Here we used the partial derivatives

\[\begin{split}\frac{\partial f_1}{\partial v_1}&= 1\\ \frac{\partial f_2}{\partial v_2}&= \cos(v_2 t) t \\ \frac{\partial f_1}{\partial v_2}= \frac{\partial f_2}{\partial v_1}&= 0\end{split}\]

and the fact that both \(H_1=Z_0 Z_1\) and \(H_2=X_1\) have two unique eigenvalues and therefore admit a two-term parameter-shift rule (see e.g. Schuld et al. (2018)).

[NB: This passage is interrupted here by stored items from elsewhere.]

PR #68337, opened 2024-07-08
cmd/go: add file names for cyclic import error

### LINKED ISSUE #66078: cmd/go: print file name when showing an import cycle
We've all hit the common:

```
package foo
	imports whatever1
	imports whatever2
	imports whatever3
	imports bar: import cycle not allowed
```

It would great if it showed the actual file name of the imports, so that when there are multiple files in a package, it's easier to narrow down which one is the offender.

Eg:

```
package foo: blah.go
	imports whatever1: file1.go
	imports whatever2: something.go
	imports whatever3: thing.go
	imports bar: import cycle not allowed
```

Of course a more symmetrical approach might look like:

```
import cycle not allowed
imports foo: blah.go
imports whatever1: file1.go
imports whatever2: something.go
imports whatever3: thing.go
imports package foo
```

But whatever the formatting the code idea is that we make it easier for the user to know which file was part of the loop.

What about the situation of more than one file offending? Well this is a topological sort, so we already only guarantee that we print a single loop, even when there are more than one paths.

Of note, we _don't_ want a full absolute path printed, we already know where things should be based on package name, we do care about the relative file path in that package.

Thanks!

xin-tsla:
The PR is to add more details for the error, so that it would be easier to troubleshoot the cyclic imports error.

The change for the error looks like the following:

package cyclic-import-example
        imports cyclic-import-example/packageA from /Users/personal/cyclic-import-example/main.go:4:5
        imports cyclic-import-example/packageB from /Users/personal/cyclic-import-example/packageA/a.go:5:2
        imports cyclic-import-example/packageA from /Users/personal/cyclic-import-example/packageB/bb.go:5:2: import cycle not allowed

Fixes #66078

### DIFF
--- a/src/cmd/go/alldocs.go
+++ b/src/cmd/go/alldocs.go
@@ -905,12 +905,8 @@
 //
 //	type PackageError struct {
 //	    ImportStack        []string // shortest path from package named on command line to this one
-//	    ImportStackWithPos []string // shortest path from package named on command line to this one with position
 //	    Pos                string   // position of error (if present, file:line:col)
 //	    Err                string   // the error itself
-//	    IsImportCycle      bool     // the error is an import cycle
-//	    Hard               bool     // whether the error is soft or hard; soft errors are ignored in some places
-//	    alwaysPrintStack   bool     // whether to always print the ImportStack
 //	}
 //
 // The module information is a Module struct, defined in the discussion
--- a/src/cmd/go/alldocs.go
+++ b/src/cmd/go/alldocs.go
@@ -904,9 +904,13 @@
 // The error information, if any, is
 //
 //	type PackageError struct {
-//	    ImportStack   []string // shortest path from package named on command line to this one
-//	    Pos           string   // position of error (if present, file:line:col)
-//	    Err           string   // the error itself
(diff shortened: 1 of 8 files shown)


xin-tsla:
Link issue here:
https://github.com/golang/go/issues/66078

xin-tsla:
Hi @michaelmatloob, wondering are you still seeing markdown in the CL?
image

qiulaidongfeng:
@xin-tsla please change https://github.com/golang/go/pull/68337#issue-2394612339 , Fixes [#66078](https://go.dev/issue/66078) change to Fixes #66078
Note that on github, for #66078, with or without markdown, the same thing is displayed, but editing it reveals a difference.

xin-tsla:
> @xin-tsla please change [#68337 (comment)](https://github.com/golang/go/pull/68337#issue-2394612339) , Fixes [#66078](https://go.dev/issue/66078) change to Fixes #66078 Note that on github, for #66078, with or without markdown, the same thing is displayed, but editing it reveals a difference.

@qiulaidongfeng , ah, got it. Thank you! Yes, it is different. Without edit mode, they look same.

As a second scenario, consider the single-qubit pulse generated by

\[H((v_1, v_2), t) = v_1 \sin(v_2 t) X\]

together with the observable \(B=Z\). You may already notice that this pulse can be rewritten as a RX rotation, because we have a single Hamiltonian term and the spectrum of \(H\) consequently will be constant up to rescaling. In particular, the unitary time evolution under the Schrödinger equation is given by

\[\begin{split}U_{(v_1, v_2)}(t_2, t_1) &= \exp\left(-i\int_{t_1}^{t_2} \mathrm{d}\tau v_1 \sin(v_2 \tau) X\right)\\ &=\exp(-i\theta(v_1, v_2) X)\\ \theta(v_1, v_2) &= \int_{t_1}^{t_2} \mathrm{d}\tau v_1 \sin(v_2 \tau)\\ &=-\frac{v_1}{v_2}(\cos(v_2 t_2) - \cos(v_2 t_1)).\end{split}\]

As the RX rotation satisfies a (non-stochastic) two-term parameter-shift rule, we could compute the derivatives with respect to \(v_1\) and \(v_2\) by implementing \(\exp(-i\theta(v_1, v_2) X)\), applying the two-term shift rule and evaluating the classical Jacobian of the mapping \(\theta(v_1, v_2)\).

Using the stochastic parameter-shift rule instead will lead to approximation errors. This is because the approximated integral not only includes the shifted circuit evaluations, which do not depend on \(\tau\) in this example, but also on the classical Jacobian, which is not constant over \(\tau\). Therefore, it is important to implement pulses in the simplest way possible.